▶ [Work to be completed] Transcribe the records in full, keeping every word exactly as given.

....

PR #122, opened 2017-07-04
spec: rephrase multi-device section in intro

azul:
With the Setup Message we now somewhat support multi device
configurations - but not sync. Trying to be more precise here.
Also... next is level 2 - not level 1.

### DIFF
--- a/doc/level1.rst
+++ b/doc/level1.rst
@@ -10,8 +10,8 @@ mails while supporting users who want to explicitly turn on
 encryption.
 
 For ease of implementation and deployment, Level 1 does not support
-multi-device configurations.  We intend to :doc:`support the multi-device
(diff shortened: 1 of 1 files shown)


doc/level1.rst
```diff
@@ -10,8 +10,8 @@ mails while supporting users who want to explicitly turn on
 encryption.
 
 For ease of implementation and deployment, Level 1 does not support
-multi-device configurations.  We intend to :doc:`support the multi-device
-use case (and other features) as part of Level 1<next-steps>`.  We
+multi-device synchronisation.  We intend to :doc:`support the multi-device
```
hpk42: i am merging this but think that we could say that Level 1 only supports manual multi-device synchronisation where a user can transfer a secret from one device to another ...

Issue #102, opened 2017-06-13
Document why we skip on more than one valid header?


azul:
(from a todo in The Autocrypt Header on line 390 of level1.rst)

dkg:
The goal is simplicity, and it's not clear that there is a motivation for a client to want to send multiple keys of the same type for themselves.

....

▶ [Exercise response]
PR #122, opened 2017-07-04
spec: rephrase multi-device section in intro

azul:
With the Setup Message we now somewhat support multi device
configurations - but not sync. Trying to be more precise here.
Also... next is level 2 - not level 1.

### DIFF
--- a/doc/level1.rst
+++ b/doc/level1.rst
@@ -10,8 +10,8 @@ mails while supporting users who want to explicitly turn on
 encryption.
 
 For ease of implementation and deployment, Level 1 does not support
-multi-device configurations.  We intend to :doc:`support the multi-device
(diff shortened: 1 of 1 files shown)


doc/level1.rst
```diff
@@ -10,8 +10,8 @@ mails while supporting users who want to explicitly turn on
 encryption.
 
 For ease of implementation and deployment, Level 1 does not support
-multi-device configurations.  We intend to :doc:`support the multi-device
-use case (and other features) as part of Level 1<next-steps>`.  We
+multi-device synchronisation.  We intend to :doc:`support the multi-device
```
hpk42: i am merging this but think that we could say that Level 1 only supports manual multi-device synchronisation where a user can transfer a secret from one device to another ...

Issue #102, opened 2017-06-13
Document why we skip on more than one valid header?


azul:
(from a todo in The Autocrypt Header on line 390 of level1.rst)

dkg:
The goal is simplicity, and it's not clear that there is a motivation for a client to want to send multiple keys of the same type for themselves.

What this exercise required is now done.